Maratyszcza / NNPACK

Acceleration package for neural networks on multi-core CPUs
BSD 2-Clause "Simplified" License
1.68k stars 316 forks source link

NNPACK randomly crashes in specific case #153

Closed wnagchenghku closed 6 years ago

wnagchenghku commented 6 years ago

Dear NNPACK author,

We are trying to deploy NNPACK in our production environment, but it segmentation faults in a simple case below. It is interesting that it crashes randomly: sometimes it runs with segfault, sometimes without any error.

#include <nnpack.h>
#include <string.h>
#include <stdlib.h>
#include <malloc.h>
#include <stdio.h>
#include <assert.h>
#include <sys/time.h>

void conv_1(float *T0, float *T1, char * workspaceBuffer, size_t * workspaceSize) {
        float *bias = (float[64]){0};
        float *kernelData = (float[9408]){0};
        enum nnp_activation activation = nnp_activation_identity;
        enum nnp_convolution_algorithm algorithm = nnp_convolution_algorithm_auto;
        enum nnp_convolution_transform_strategy strategy = nnp_convolution_transform_strategy_compute;
        enum nnp_status status = nnp_convolution_inference(algorithm, strategy, 3, 64, (struct nnp_size){.width = 224, .height = 224}, (struct nnp_padding){.top = 3, .right = 3, .bottom = 3, .left = 3}, (struct nnp_size){.width = 7, .height = 7}, (struct nnp_size){.width = 2, .height = 2}, T0, kernelData, bias, T1, workspaceBuffer, workspaceSize, activation, NULL, NULL, NULL);
}

void forward(float *T0) {
        int sizes[4] = {1, 3, 224, 224};

        char workspaceBuffer[39096320];
        size_t workspaceSize = 39096320;
        float T1[802816];
        conv_1(T0, T1, workspaceBuffer, &workspaceSize);
        float T4[1 * 64 * 56 * 56];
        return;
}

int main(int argc, char const *argv[]) {
        enum nnp_status status = nnp_initialize();
        assert(status == nnp_status_success);
        float T0[1 * 3 * 224 * 224];
        for(int i = 0; i < 1 * 3 * 224 * 224; i++)
                T0[i] = 1;
        forward(T0);
        status = nnp_deinitialize();
        assert(status == nnp_status_success);
        return 0;
}

Some information about our environment:

We tried to gdb it, it segfaults in nnp_sgemm_only_4x24__fma3(). Since there is no debug symbol in peachpy generated object files, we are not able to go further.

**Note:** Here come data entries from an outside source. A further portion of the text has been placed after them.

PR #219, opened 2021-11-11
feat(scroll): add empty `XModule`

javieri-empathy:
# Description

Adds a basic scroll x module. The scroll module is needed to solve the problems derived from using observables to keep the state.

Adding a scroll module will also help storing the scroll position in the URL. This is the 1st one of 3 expected PRs.

### DIFF
--- a/packages/x-components/src/wiring/events.types.ts
+++ b/packages/x-components/src/wiring/events.types.ts
@@ -34,14 +34,16 @@ import { UrlXEvents } from '../x-modules/url/events.types';
  * * {@link QuerySuggestionsXEvents},
  * * {@link RecommendationsXEvents}
  * * {@link RelatedTagsXEvents}
- * * {@link SearchXEvents},
+ * * {@link ScrollXEvents},
  * * {@link SearchBoxXEvents}
+ * * {@link SearchXEvents}
  * * {@link UrlXEvents}
  *
  * @public
  */
 export interface XEventsTypes
-  extends EmpathizeXEvents,
+  extends DeviceXEvents,
+    EmpathizeXEvents,
     ExtraParamsXEvents,
     FacetsXEvents,
     HistoryQueriesXEvents,
@@ -54,8 +56,7 @@ export interface XEventsTypes
     ScrollXEvents,
     SearchBoxXEvents,
     SearchXEvents,
-    UrlXEvents,
-    DeviceXEvents {
+    UrlXEvents {
   /**
    * The search adapter configuration has changed
    * * Payload: The new search adapter configuration.
--- a/packages/x-components/src/wiring/events.types.ts
+++ b/packages/x-components/src/wiring/events.types.ts
@@ -1,5 +1,4 @@
 import { Result, Suggestion } from '@empathyco/x-types';
-import { ScrollDirection } from '../components/scroll/scroll.types';
 import { ArrowKey, PropsWithType } from '../utils';
 import { DeviceXEvents } from '../x-modules/device';
 import { EmpathizeXEvents } from '../x-modules/empathize/events.types';
@@ -12,6 +11,7 @@ import { PopularSearchesXEvents } from '../x-modules/popular-searches/events.typ
 import { QuerySuggestionsXEvents } from '../x-modules/query-suggestions/events.types';
 import { RecommendationsXEvents } from '../x-modules/recommendations/events.types';
 import { RelatedTagsXEvents } from '../x-modules/related-tags/events.types';
+import { ScrollXEvents } from '../x-modules/scroll/events.types';
 import { SearchBoxXEvents } from '../x-modules/search-box/events.types';
 import { SearchXEvents } from '../x-modules/search/events.types';
 import { UrlXEvents } from '../x-modules/url/events.types';
@@ -41,8 +41,7 @@ import { UrlXEvents } from '../x-modules/url/events.types';
  * @public
  */
 export interface XEventsTypes
-  extends DeviceXEvents,
-    EmpathizeXEvents,
+  extends EmpathizeXEvents,
     ExtraParamsXEvents,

To run this simple example, we set ulimit -s unlimited to make unlimited stack size.

Please inform us if any more information is needed to fix it.

Many thanks for your time.

wnagchenghku commented 6 years ago

Update:

I have tested this code with NNPACK on Debian 9 (gcc 6.3, kernel 4.9). Still the same error. Anything wrong with this code?

wnagchenghku commented 6 years ago

I guess I have somehow found the problem. The allocated workspace size is not aligned.